Let’s just say this is to mollify the agitation of my loyal fans at the lack of activity on this site of late. It’s a subject I have been mulling for a bit, but it may be premature to publish these thoughts, since they haven’t had time to fully form yet. But the fans are getting restless, so here it is. Caveat emptor.
I have been thinking about change lately. I have noticed that while the grass is always greener on the other side, people usually have problems with the other side when they get there. No one is ever satisfied with what they have. We all want new stuff, a new job, a smaller butt, a new outfit. A new car, a new house. But inevitable when we get it, there is something wrong with it. The new house is too far from the bus stop, or the neighbours are rowdy. At work it’s the same thing. People bitch and moan about how awful things are, but as soon as there is some measure to make it better, the same bitchers and moaners are redoubling their efforts to stop the change.
Inertia is a powerful force. I think it is human nature to resist any kind of change. It is an instinctive reaction to say, “No” when someone suggests something, however practical or productive. The kids will resist the most minimal change, for example, the change from day clothes to pajamas. Going from home to school, and, perversely, from school to home (Aimee’s face crumples into this petulant puss the second she sees us at the end of the school day, as if to tell us, “Hey, I’m not ready for you yet, go away,”). Automatically, without thinking about it, they will instantly reply negatively to any suggestion that may involve a deviation from the current course of action.
I am conscious of this trait of human nature, and this consciousness affects my behaviour. People want change on one level, they crave difference, excitement, variation. But on another, more obvious level, they seek similarity, the comfort of the known. I think we want a safe combination of the two. When I need a change (this happens seasonally, and often coincides with hormones), I rearrange furniture, or colour my hair, or buy a new outfit. I think about moving to a different country, or finding another job or something, but as a matter of self-preservation, I do the reversible things which satisfy my need for change on the surface, without fundamentally altering the course of my life.

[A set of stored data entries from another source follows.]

PR #6381, opened 2023-08-12
Consider deprecated rules as inactive when running `allRules`

### LINKED ISSUE #6336: Cannot disable OptionalWhenBraces with warningsAsErrors: true
## Expected Behavior
Should be able to disable deprecated rules, or maybe be disabled by default?

## Observed Behavior
Either have many OptionalWhenBraces violations or
```
Execution failed for task ':...:detekt'.
        - Property 'style>OptionalWhenBraces' is deprecated. Same functionality is implemented in BracesOnWhenStatements.
```

## Steps to Reproduce
```gradle.kts
detekt {
    allRules = true
}
```
```yaml
config:
  warningsAsErrors: true
style:
  OptionalWhenBraces:
    active: false
```

## Context
I shouldn't have to choose between having a strict build, or having a short configuration file (allRules + overrides), or having a customized detekt config (active: false). I'm fully sure what's going on here, and why this never happened before, but it's a strange situation and I wonder what you guys think about it.

Can you think of a workaround for this apart from disabling `warningsAsErrors`, or listing all the rules explicitly rather than excluding the ones I don't want?

## Your Environment

* Version of detekt used: 1.23.1
* Version of Gradle used (if applicable): 8.3 rc 2

marschwar:
(quick) fixes #6336 

**Note: This PR targets the `release/1.x` branch instead of `main`.** 

Following [this suggestion](https://github.com/detekt/detekt/issues/6336#issuecomment-1674944509) I hacked something up that should fix the issue short term. The idea is that all deprecated rules are considered as inactive in case detekt is run with the `allRules` option. We should probably find a better solution for the main branch.

### DIFF
--- a/detekt-core/src/main/kotlin/io/gitlab/arturbosch/detekt/core/Analyzer.kt
+++ b/detekt-core/src/main/kotlin/io/gitlab/arturbosch/detekt/core/Analyzer.kt
@@ -209,10 +209,9 @@ internal fun ProcessingSpec.workaroundConfiguration(config: Config): Config = wi
     return declaredConfig ?: getDefaultConfiguration()
 }
 
-internal fun loadDeprecatedRuleIds(): Set<String> {
-    return loadDeprecations().keys
+internal fun loadDeprecatedRuleIds(): Set<String> =
+    loadDeprecations().keys
         .map { it.split(">") }
         .filter { it.size == 2 }
         .map { it.joinToString(" > ") }
         .toSet()
-}
--- a/detekt-core/src/main/kotlin/io/gitlab/arturbosch/detekt/core/Analyzer.kt
+++ b/detekt-core/src/main/kotlin/io/gitlab/arturbosch/detekt/core/Analyzer.kt
@@ -194,7 +194,16 @@ internal fun ProcessingSpec.workaroundConfiguration(config: Config): Config = wi
 
     if (rulesSpec.activateAllRules) {
         val defaultConfig = getDefaultConfiguration()
-        declaredConfig = AllRulesConfig(declaredConfig ?: defaultConfig, defaultConfig)
+        declaredConfig = AllRulesConfig(
+            originalConfig = declaredConfig ?: defaultConfig,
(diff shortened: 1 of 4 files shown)


BraisGabin:
🤔 I'm not sure here. But what will happen if you read the deprecation file? You should be able to extract that list too, right? This way you don't need to hardcode the list of deprecated rules.

marschwar:
>  But what will happen if you read the deprecation file? You should be able to extract that list too, right? This way you don't need to hardcode the list of deprecated rules.

I totally agree. This could be the actual fix for the main branch. This was meant to be a quick fix only in case we want to deliver something quickly. But I guess that still could be done here. I will update the PR.

BraisGabin (approved):

BraisGabin:
Then this PR should go against 2.0, right?

marschwar:
> Then this PR should go against 2.0, right?

No, it is intended for the 1.x only. For the 2.x I would like to  use #6382.

detekt-core/src/main/kotlin/io/gitlab/arturbosch/detekt/core/Analyzer.kt
```diff
@@ -203,3 +208,11 @@ internal fun ProcessingSpec.workaroundConfiguration(config: Config): Config = wi
 
     return declaredConfig ?: getDefaultConfiguration()
 }
+
+internal fun loadDeprecatedRuleIds(): Set<String> {
+    return loadDeprecations().keys
```
cortinico, line 213:
```suggestion
internal fun loadDeprecatedRuleIds(): Set<String> =
    loadDeprecations().keys
```

cortinico (approved):
Works great for me 👍 Let's merge this so I can prepare `.2`

marschwar:
Fix for 2.0 is #6433.

BraisGabin:
We can merge this, right?

cortinico:
> We can merge this, right?

Yup 👍

PR #6390, opened 2023-08-14
Fix reporting unused imports at file level

### LINKED ISSUE #6105: ktlint violation location in detekt-formatting is broader
## Expected Behavior
Highlight the exact location ktlint reports (│):
```kotlin
private fun getErrorMessage(value: String): String =
        @Suppress("DEPRECATION")
        customMessage.takeUnless { it.isEmpty() }│ ?: String.format(DEFAULT_ERROR_MESSAGE_WITH_NO_REASON, value)
```

## Current Behavior
image

## Context
While working on a PR we found a ktlint violation in the code that was confusing (see above in current screenshot). This was reported at https://github.com/pinterest/ktlint/issues/2028, and investigated and explained there. The reason it was confusing was because the highlighted code (yellow in above screenshot) didn't match up with the error message "Expected newline". The annotation looked correctly wrapped, but the same rule also checks if the annotated element is nicely separated, hence this emission.

In the explanation there was a line that hit me "This LintError contains the offset (line and position)", and a short investigation lead me to
https://github.com/detekt/detekt/blob/948276a8db4578b962bf24c63eee3b8548bac627/detekt-formatting/src/main/kotlin/io/gitlab/arturbosch/detekt/formatting/FormattingRule.kt#L97

showing that the offset reported by the ktlint `emit` function is ignored (`_`). This means that **detekt-wrapped ktlint rules will always report less precise location** than if they were directly executed with another wrapper.

This is just one example, there could be many others where the detekt-wrapped reporting is confusing. I understand this is quite a fundamental issue, and might not fit detekt's model, but wanted to record the problem anyway.

arturbosch:
This PR was triggered by users of the IntelliJ plugin getting every unused import reported at the file level which clutters the editor: https://github.com/detekt/detekt-intellij-plugin/issues/486#issuecomment-1676916223

Screenshot from 2023-08-14 19-57-14

This PR partly reverts the change to the emit logic of https://github.com/detekt/detekt/pull/5876/files#diff-9cf77f9ffcbf036bf5044d1ef99728b56aad97854246f3473f69d54b4b929380.
Emiting at the node is wrong in the case of the NoUnusedImports rule as in `beforeVisitChildNodes` the import usages are calculated and only reported in `afterVisitChildNodes` from the file node (because `fileNode.imports` access is easy I suppose). 

With this revert the lines are again calculated with the offset function and lead to the same results as our MaxLineLength rule:
Screenshot from 2023-08-14 20-16-34

The other changed test cases are also now correct again e,g, the tested code for indentation rule is
`val code = "fun main() {\n println()\n}"` so `.hasStartSourceLocation(1, 13)` could not be correct due to the line breaks.

Fixes #6105

### DIFF
--- a/detekt-formatting/src/main/kotlin/io/gitlab/arturbosch/detekt/formatting/FormattingRule.kt
+++ b/detekt-formatting/src/main/kotlin/io/gitlab/arturbosch/detekt/formatting/FormattingRule.kt
@@ -5,15 +5,19 @@ import com.pinterest.ktlint.rule.engine.core.api.editorconfig.CODE_STYLE_PROPERT
 import com.pinterest.ktlint.rule.engine.core.api.editorconfig.EditorConfig
 import com.pinterest.ktlint.rule.engine.core.api.editorconfig.EditorConfigProperty
 import com.pinterest.ktlint.rule.engine.core.api.editorconfig.INDENT_STYLE_PROPERTY
+import io.github.detekt.psi.toFilePath
 import io.gitlab.arturbosch.detekt.api.CodeSmell
 import io.gitlab.arturbosch.detekt.api.Config
 import io.gitlab.arturbosch.detekt.api.CorrectableCodeSmell
 import io.gitlab.arturbosch.detekt.api.Debt
 import io.gitlab.arturbosch.detekt.api.Entity
 import io.gitlab.arturbosch.detekt.api.Issue
+import io.gitlab.arturbosch.detekt.api.Location
 import io.gitlab.arturbosch.detekt.api.Rule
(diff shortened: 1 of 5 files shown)


schalkms (approved):

BraisGabin (approved):

cortinico (approved):
Thanks for fixing this @arturbosch
Do we want to backport this to 1.x?

arturbosch:
> Thanks for fixing this @arturbosch Do we want to backport this to 1.x?

Yes please, this is a regression we introduced in 1.23.0 so I suggest a fix in 1.23.2 :)

PR #6394, opened 2023-08-14
Remove deprecated print function in ConsoleReport

marschwar:
This removes the deprecated `print` function from the `ConsoleReport` class


detekt-api/src/main/kotlin/io/gitlab/arturbosch/detekt/api/ConsoleReport.kt
```diff
@@ -11,18 +9,6 @@ import java.io.PrintStream
  */
 abstract class ConsoleReport : Extension {
```
marschwar, line 10: Should we change this to an interface?

schalkms: Can we remove this abstract class completely?

schalkms (approved):

detekt-api/src/main/kotlin/io/gitlab/arturbosch/detekt/api/ConsoleReport.kt
marschwar: I don't think so. This is one of the  [public extension points to create custom reports](https://detekt.dev/docs/introduction/extensions#custom-reports).

schalkms: Yeah. We have the same `render()` function in both reports now.
I don't think the design for the reports fits that well now.

PR #6399, opened 2023-08-16
Remove `Severity` enum

marschwar:
This is part of #6400 and removes the old `Severity` class. Removing the current enum was surprisingly easy. 

## Changes
* severity removed form `Issue`
* Removed severity from documentation generation
* Removed severity from custom rule example in the documentation
* Removed the `Severity` enum  

## Review Notes

Sorry for the big change set, but all rules have to be touched for this. I think it is possible to skip all changes in `detekt-rules-*` and `detekt-formatting`. There I only removed the severity from the `Issue` constructor.


BraisGabin (approved):
<3

PR #6412, opened 2023-08-19
Add warning for versioned docs update on Danger

### LINKED ISSUE #6228: Configure danger to help the PRs that only update the versioned documentation
## Expected Behavior
When someone does a change in the versioned documentation they should also change the not versioned one. 

## Current Behavior
There is no way a contributor could know that. 

## Proposed solution
Configure danger so it adds a comment to inform about this with a proper explanation. A link to which file should be also modified would be great.

I'm not sure if possible but, if we could try to apply the diff to the not versioned one and it does not have conflicts add it as a suggestion would be really neat! This way a maintainer could just click to merge it and close the issue faster.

I have a theory on the evolutionary purpose of human resistance to change. Think about this: throughout human history, the people who stayed in a nice safe environment where they were familiar with the plants and animals were less likely to be eaten by ferocious predators or succumb to some sort of poisoning from a never-tried-before food. Those who did not, may not have lived long enough to reproduce offspring who would prefer the known, and the safe-seekers were eventually more heavily weighted in the general population. However, I am still convinced that there is some deep, ingrained need humans have for variation. Look at sensory deprivation experiments, where people hallucinate in the absence of change in sensory input. Pilots see UFOs (that aren’t there) when they have been staring at the same horizon and hearing the drone of the same engines for hours at a time. It’s because the human brain needs input, and just any old input won’t do. It needs something different every once in an while, and if it doesn’t get it externally, from the senses, it just makes things up. All sorts of science backs that up. I guess maybe the change-seekers among our human ancestors found good things that made them, and therefore their descendents, stronger, more likely to reproduce change-seekers, more likely to survive.
As a result, twentieth-century North-Americans are a strange and difficult dichotomy of this human condition, with same-seeking behavior on one side, and variation-seeking behaviour on the other. I think it’s why every job I’ve had is appealing before it starts, and horrible for the first two weeks as I internalize the new requirements. Once I have them down pat, I start looking around again, just to make sure there isn’t anything better I could be doing. I guess it’s why I have had 5 jobs in 2 years. My colleagues are in the same boat… forever longing for the greener grass, but when I offer them a chance to mix it up a little, you’d think I had just asked them to do something obscene.
I think we need to think of change as opportunity. We can always make the best of it, and usually, it works out well, when it gives you a chance to look at things from a different perspective. Getting through the initial discomfort caused by the effort of an adjustment is the worst of it; we project our discomfort onto the situation rather than attributing it, more accurately, to the effort required to learn and internalize the new situation. The kids get mad about having to go to bed, but it’s not the going to bed necessarily, it’s the need to shift gears from one thing to another. I have grumbled about this new job since I started, but now that I have the hang of it, I am actually quite enjoying it. I have a handle on the day-to-day stuff, and the week-to-week stuff. Now I’m working on the longer-term stuff and it’s pretty satisfying. Like every job, there are frustrations I never considered when I applied (and accepted), but the rest of it I like a lot. And I’m learning to deal with the rest.
My new computer mouse is a good example. It didn’t work the way my other mouse did. I said I wanted a different one. I never got around to getting one, and now that I know how to make it do what I want, predictably, it’s not so bad. It wasn’t the mouse I didn’t like, it was that learning to use it required effort, and I am, like most humans, fundamentally lazy.
Another prime example… gasoline. We screamed bloody murder when the price went to almost a buck a litre, but now that we have our heads around it, we’re complacent again and won’t start screaming until it goes up again. And we’re back to letting our cars idle, even though it is wasting a non-renewable resource which costs a buck a litre (think about that next time you use your command-start, or choose drive-through rather than take-out… it’s lazy and irresponsible… but that’s another rant).
Anyway, my point is that it’s the process of change and not necessarily the fact of change that we find difficult. Inertia, the path of least resistance, takes the least amount of energy. An object at rest tends to remain at rest, an object in motion tends to remain in motion… I think about that every time there is something I don’t want to do, even though I know it will be good for me. I kind of feel like I’m defying human nature in my own little way. And it’s kind of fun, too.